# LED lighting fixture for reef tank - experience/opinions?



## conix67 (Jul 27, 2008)

What is your experience/opinions? Many people I know who have tried LEDs in the past believe it just does not work as well as more traditional lighting systems such as T5 and MH. 

For me I use a Chinese brand 300W 96LED system and it works. Perhaps the growth is not as good as under the T5s I had before but I'm generally happy with this fixture.

I have not paid much attention on this topic for a couple of years, and now I see that such high end fixutures have been evolving rapidly and have seen some really nice tanks in person with these fixtures on.

However, it seems that it's still not a simple transition to move to the LED fixture. What makes it difficult and what causes failures? In the end, I'd like to learn more so that if I should consider switching to the *better* ones available today.


----------



## Yellowtang (May 26, 2015)

*LED lighting for reef tank*

I had been out of the hobby for the last several years and recently returned to a reef tank. I read a lot about lighting and bought an expensive LED unit. With this tank I wanted a mixed reef, sps/lps and at first I was happy with my choice of lighting. As time went by I noticed that my lps were fine and showed some amazing colour, but my sps were not doing well. The colour was ok but the growth wasn't there. I checked with several marine venders who were running T-5's on their systems, some had changed to LED's then back to T-5's while others had stayed with T-5's. I ended up selling my LED's and bought a Hamilton Fiji Sun 6 bulb T-5 H.O. system. I'm also running 2 Reefbrite blue XHO stripes on each side of my lights. My lights are now where I want them to be, great colour and growth with my corals and easy on my eyes. I'm in the process of switching tanks (larger one) and once the move is completed I will post pictures.
It really comes down to what you prefer, I have seen some LED tanks that look terrific but for me the Hamilton lighting system works really well.


----------



## conix67 (Jul 27, 2008)

Yellowtang said:


> I had been out of the hobby for the last several years and recently returned to a reef tank. I read a lot about lighting and bought an expensive LED unit. With this tank I wanted a mixed reef, sps/lps and at first I was happy with my choice of lighting. As time went by I noticed that my lps were fine and showed some amazing colour, but my sps were not doing well. The colour was ok but the growth wasn't there. I checked with several marine venders who were running T-5's on their systems, some had changed to LED's then back to T-5's while others had stayed with T-5's. I ended up selling my LED's and bought a Hamilton Fiji Sun 6 bulb T-5 H.O. system. I'm also running 2 Reefbrite blue XHO stripes on each side of my lights. My lights are now where I want them to be, great colour and growth with my corals and easy on my eyes. I'm in the process of switching tanks (larger one) and once the move is completed I will post pictures.
> It really comes down to what you prefer, I have seen some LED tanks that look terrific but for me the Hamilton lighting system works really well.
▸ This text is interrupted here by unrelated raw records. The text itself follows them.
PR #1181, opened 2026-07-28
Get Forge models deploying and serving on Blackhole

stisiTT:
## Heads-up: this uplifts the inference-server artifact to v0.19.0

Worth reviewing on its own, separately from the Forge work. Every model's config comes from that artifact, so this touches more than Forge — the catalog is regenerated from it (54 → 67 models). Forge happened to need it, but the bump stands alone.

## What this fixes

Forge models couldn't be deployed from TT-Studio at all. Four separate things were in the way:

1. **The catalog never picked up Forge models.** The sync script looked for `model_spec.json`, but the released artifact ships its spec as `release_model_spec.json`, so the sync silently never matched and the catalog went stale.

2. **Falcon crashed during model compilation.** The v0.18.0 config (max_num_seqs 4, 16384 context, no `PREFILL_CHUNK_SIZE`) runs the device out of memory during trace capture, and it surfaces as a bare `ValueError: Error code: 3` with no explanation. v0.19.0 ships the tuned config that works — this is the main reason for the bump.

3. **Forge aborted at device init on Blackhole.** No released image sets `TT_MESH_GRAPH_DESC_PATH`, so tt-metal refuses to start on a CUSTOM cluster. Temporarily pinned to the CI build that carries the fix from tenstorrent/tt-inference-server#4785 — **delete that pin once the fix ships in a release.**

4. **Every inference request came back 401.** The media server compares the `Authorization` header against a static API key and never decodes a JWT, so Forge models rejected everything the backend sent and the UI showed nothing. Media and Forge deploys now send that api key instead.

Forge models also get a "Forge" badge in the deploy picker, so it's clear which path a model runs on.

## Tested

Falcon3-7B-Instruct on a P300x2: deploys, completes warmup, and answers queries through the UI. Warmup takes ~10 minutes — that's real trace compilation, not a hang.

## Known gap

`yolox_nano` (Forge CNN) still won't run on Blackhole. It takes the media deploy path, which doesn't get the image override in item 3.

### DIFF
--- a/.env.default
+++ b/.env.default
@@ -20,7 +20,7 @@ BACKEND_API_HOSTNAME=tt-studio-backend-api
 # in commit b788278 (tenstorrent/tt-inference-server). The source branch was deleted but
 # the SHA is still valid. Re-pin to a release version once that fix ships in a tag.
 # TT_INFERENCE_ARTIFACT_BRANCH=b788278762b0bcc9332ad453d265050bfa94738d
-TT_INFERENCE_ARTIFACT_VERSION=v0.18.0
+TT_INFERENCE_ARTIFACT_VERSION=v0.19.0
 # TT_INFERENCE_ARTIFACT_BRANCH=tt-studio/202605
 
 # ─────────────────────────────────────────────────────────────────────────────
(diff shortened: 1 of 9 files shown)


anirudTT:
@stisiTT : can this PR be closed ?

How long did you run your LED lights on your tank before switching to T5s?


----------



## Yellowtang (May 26, 2015)

*Led lighting fixture for reef tanks*

Almost 5 months, may be I didn't give the tank enough time with the LED's but in that time frame I wasn't happy with my sps. If my tank was all LPS I probably would have kept the system but under my new lights I have experienced better growth in my zoo's, palys and sps. The reefbrite XHO LED stripes still make my mushrooms, zoo's and palys pop in colour but now I have added T-5's for growth.


----------



## poy (Jan 14, 2015)

I was in the exact same position with my mars aqua 165w. Growth was meh, colors and polyp extension were ok. In the end, 2 x 24" KZ Blue bulb T5's were added to the fixture. Now you get the best of both worlds! Currently the 165w unit was swapped out for a AI hydra 26HD from previous nano system. I've been running hybrid LED/T5 for over 5 months, polyp extension and growth has improved greatly. These are my observations since install. Try hybrid route


----------



## conix67 (Jul 27, 2008)

poy said:


> I was in the exact same position with my mars aqua 165w. Growth was meh, colors and polyp extension were ok. In the end, 2 x 24" KZ Blue bulb T5's were added to the fixture. Now you get the best of both worlds! Currently the 165w unit was swapped out for a AI hydra 26HD from previous nano system. I've been running hybrid LED/T5 for over 5 months, polyp extension and growth has improved greatly. These are my observations since install. Try hybrid route


I think a lot of people are having success with the hybrid method, but this is something I'd like to avoid.

I have seen tanks that are lit by LED fixtures only that still looks like it's lit by MH + T5 hybrid that were very popular years ago - everything thriving in it including all types of acros. Hydra52 was one of them.


----------